I have tried multiple times but simply cannot get the remote back into RF mode. I followed the steps carefully (hold Mute-Select, code 961, channel up, then Enter). After these steps, the remote starts blinking repeatedly for a while, then flashes red and stops. No response from the Genie, and the remote remains in IR mode. Since I cannot get the remote in RF mode, I cannot program it for the TV and AVR.

Before you ask, yes I'm positive I'm pressing Enter and not Select on the last step (which seems to be a common mistake).

Any ideas???


----------



## Gary16

Did you try putting in fresh batteries?


----------



## dvdmth

Gary16 said:


> Did you try putting in fresh batteries?


Fresh batteries don't help.

It looks like I'll need a new remote. It's a shame, for this remote is only about three months old. It's the second time the remote stopped working properly, but the first time I was able to get it working again after reprogramming it. No such luck now.


----------



## Laxguy

Does it not work in RF? Mine is in RF and its IR controls my TV and AVR.


----------



## Leftcoastdave

Three thoughts:

1. DIRECTV has been known to replace broken remotes at no charge, especially one as new as yours.

2. As an alternative, have you considered dowloading the DIRECTV App to your Android phone or your iPhone? I did this recently and discovered much to my joy that controlling my network conected DVR's from a phone or mini tablet is faster and more reliable than RF or IR control.

3. I bet there are plenty of new/used remotes on ebay or Amazon at a reasonable price if DIRECTV declines to replace yours.

Good luck.

Dave


----------



## dvdmth

Laxguy said:


> Does it not work in RF? Mine is in RF and its IR controls my TV and AVR.


My problem is that I cannot even get the remote into RF mode. Read my initial post more closely.



Leftcoastdave said:


> Three thoughts:
> 
> 1. DIRECTV has been known to replace broken remotes at no charge, especially one as new as yours.
> 
> 2. As an alternative, have you considered dowloading the DIRECTV App to your Android phone or your iPhone? I did this recently and discovered much to my joy that controlling my network conected DVR's from a phone or mini tablet is faster and more reliable than RF or IR control.
> 
> 3. I bet there are plenty of new/used remotes on ebay or Amazon at a reasonable price if DIRECTV declines to replace yours.
> 
> Good luck.
> 
> Dave


Thanks for your thoughts. I don't think I'll have any difficulty getting a replacement remote. I was just hoping there was a way to fix the remote I have so that I wouldn't have to go through the hassle and wait for the new remote to arrive.


----------



## b52pooh

With the RC71 in direct sight of the HR44/C41, press and hold the "Mute" and "Enter" Buttons simultaneously for 4 seconds. 
The LED on the remote will begin blinking green. After a few seconds, the RC71 will communicate with the HR44/C41, automatically set both into RF and pair them together. You will then receive an on-screen message stating "Your Remote is now setup for RF." Press Select on the remote to exit the message on the screen. The remote and the HR44/C41 are now paired to each other and should operate all DIRECTV features.
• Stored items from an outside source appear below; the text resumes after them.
PR #1105, opened 2016-02-05
enable building ninja with Oracle Solaris Studio

fbenkstein:
This adds support for compiling with Solaris Studio on Solaris.  I've only tested Solaris 11.3 x86 so far.  The Solaris C++ compiler supports printing include files when given the `-H` option so I've add a small parser for that format.  It is very similar to MSVC's /showIncludes.  If requested I can move this parser into a separate PR.  Other than that only very few changes to the code were necessary:  STLPort has a hash_map implementation that needs to be used and `src/test.cc` uses `mkdtemp` without including `stdlib.h` (I suppose on other platforms it is already included through `unistd.h`).  And lastly `src/build.h` includes `cstdio` instead of `stdio.h` the former does not declare `snprintf` only `sprintf` on Solaris.  ~~I`ve also fixed the warnings issued by the compiler as they mostly seemed sensible.  I can move that into a separate PR as well.~~

### DIFF
--- a/configure.py
+++ b/configure.py
@@ -488,6 +488,7 @@ for name in ['build',
              'manifest_parser',
              'metrics',
              'state',
+             'unixcc_parser',
              'util',
              'version']:
     objs += cxx(name)
@@ -586,6 +587,7 @@ for name in ['build_log_test',
              'state_test',
              'subprocess_test',
              'test',
+             'unixcc_parser_test',
              'util_test']:
     objs += cxx(name)
 if platform.is_windows():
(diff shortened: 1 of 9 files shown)


fbenkstein:
I took out the warnings change an will work on that separately.

nico:
The minor changes (hash_map, the additional include) are fine.

I don't want to add more deps modes, please see #721 -- how does solaris studio work with make?

https://groups.google.com/forum/?fromgroups#!topic/ninja-build/eByS91Slbwc suggests that it does support writing regular depfiles -- maybe that could be a path forward?

jhasse:
In order to reduce the number of open PRs I'm closing this one. If you still think this should be merged, feel free to reopen and add a comment.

If these steps are successful, you will need to re-program the TV and AV unit. If the above steps fail, then you should get a replacement RC71.


----------



## Laxguy

dvdmth said:


> My problem is that I cannot even get the remote into RF mode. Read my initial post more closely.


That's an odd statement to someone who's only trying to assist. I wrote "does" instead of "did" which is what I was trying to ask-did it work previously in RF; terribly sorry.


----------



## dvdmth

b52pooh said:


> With the RC71 in direct sight of the HR44/C41, press and hold the "Mute" and "Enter" Buttons simultaneously for 4 seconds.
> The LED on the remote will begin blinking green. After a few seconds, the RC71 will communicate with the HR44/C41, automatically set both into RF and pair them together. You will then receive an on-screen message stating "Your Remote is now setup for RF." Press Select on the remote to exit the message on the screen. The remote and the HR44/C41 are now paired to each other and should operate all DIRECTV features.
> 
> If these steps are successful, you will need to re-program the TV and AV unit. If the above steps fail, then you should get a replacement RC71.


I tried this method but to no avail. After holding Mute+Enter, the RC71 blinked for some 30 seconds, then flashed red. On the screen, a message popped up saying it was applying IR/RF status, but that's as far as it got. I had to clink on the Cancel button in the dialog (after the remote reverted to IR mode).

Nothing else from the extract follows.